What is being asked:
Below are some entries. Copy each line that holds the string "main".

Given records:
++++++
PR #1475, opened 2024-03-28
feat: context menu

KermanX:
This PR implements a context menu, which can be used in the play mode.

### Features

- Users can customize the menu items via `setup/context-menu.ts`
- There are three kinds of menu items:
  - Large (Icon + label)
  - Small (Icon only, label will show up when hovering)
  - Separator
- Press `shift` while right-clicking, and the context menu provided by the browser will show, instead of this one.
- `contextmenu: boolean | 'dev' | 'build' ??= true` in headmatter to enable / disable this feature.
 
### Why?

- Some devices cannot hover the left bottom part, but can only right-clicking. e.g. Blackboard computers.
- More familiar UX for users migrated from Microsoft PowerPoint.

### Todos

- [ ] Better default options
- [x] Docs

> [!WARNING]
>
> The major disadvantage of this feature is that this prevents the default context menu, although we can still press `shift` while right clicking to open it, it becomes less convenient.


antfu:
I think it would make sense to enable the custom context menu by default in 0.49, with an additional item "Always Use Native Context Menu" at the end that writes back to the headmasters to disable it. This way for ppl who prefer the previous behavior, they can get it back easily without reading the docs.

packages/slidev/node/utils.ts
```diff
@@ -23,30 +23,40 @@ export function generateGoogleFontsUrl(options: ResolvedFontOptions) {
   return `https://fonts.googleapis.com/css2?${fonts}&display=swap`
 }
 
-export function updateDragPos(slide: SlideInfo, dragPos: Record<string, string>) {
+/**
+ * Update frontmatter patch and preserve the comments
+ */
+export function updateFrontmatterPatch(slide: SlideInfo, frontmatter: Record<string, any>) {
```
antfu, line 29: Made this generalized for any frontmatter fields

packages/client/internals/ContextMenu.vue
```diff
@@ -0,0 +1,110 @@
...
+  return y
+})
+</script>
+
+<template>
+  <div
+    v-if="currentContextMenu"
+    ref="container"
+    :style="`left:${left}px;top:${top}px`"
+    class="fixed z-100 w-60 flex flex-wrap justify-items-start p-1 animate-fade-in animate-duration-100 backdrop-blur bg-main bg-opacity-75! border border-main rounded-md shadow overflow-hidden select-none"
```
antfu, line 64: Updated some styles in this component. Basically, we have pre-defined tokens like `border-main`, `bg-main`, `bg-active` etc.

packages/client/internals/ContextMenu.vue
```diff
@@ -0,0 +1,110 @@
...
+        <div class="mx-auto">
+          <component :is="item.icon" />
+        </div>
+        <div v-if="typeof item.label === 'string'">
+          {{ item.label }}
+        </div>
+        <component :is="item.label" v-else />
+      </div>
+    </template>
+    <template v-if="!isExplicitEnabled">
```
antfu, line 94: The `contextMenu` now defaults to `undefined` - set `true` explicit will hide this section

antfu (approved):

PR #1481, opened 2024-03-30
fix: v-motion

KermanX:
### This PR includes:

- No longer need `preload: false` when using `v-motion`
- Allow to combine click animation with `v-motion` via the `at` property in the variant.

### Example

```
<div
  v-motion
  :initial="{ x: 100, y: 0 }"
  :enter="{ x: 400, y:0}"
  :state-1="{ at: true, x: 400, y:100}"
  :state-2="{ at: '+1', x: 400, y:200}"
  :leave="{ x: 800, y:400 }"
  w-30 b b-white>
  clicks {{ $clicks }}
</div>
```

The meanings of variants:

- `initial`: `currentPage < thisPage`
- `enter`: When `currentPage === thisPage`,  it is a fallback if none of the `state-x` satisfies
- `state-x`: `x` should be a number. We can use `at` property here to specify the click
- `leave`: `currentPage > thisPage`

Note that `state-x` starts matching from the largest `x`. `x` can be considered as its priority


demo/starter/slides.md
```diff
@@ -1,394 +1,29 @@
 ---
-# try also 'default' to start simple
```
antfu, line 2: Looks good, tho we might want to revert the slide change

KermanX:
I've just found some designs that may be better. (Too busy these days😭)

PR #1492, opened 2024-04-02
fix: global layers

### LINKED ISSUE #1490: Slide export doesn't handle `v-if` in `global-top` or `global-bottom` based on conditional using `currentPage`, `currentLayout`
++++++
Answer box:
+    class="fixed z-100 w-60 flex flex-wrap justify-items-start p-1 animate-fade-in animate-duration-100 backdrop-blur bg-main bg-opacity-75! border border-main rounded-md shadow overflow-hidden select-none"
antfu, line 64: Updated some styles in this component. Basically, we have pre-defined tokens like `border-main`, `bg-main`, `bg-active` etc.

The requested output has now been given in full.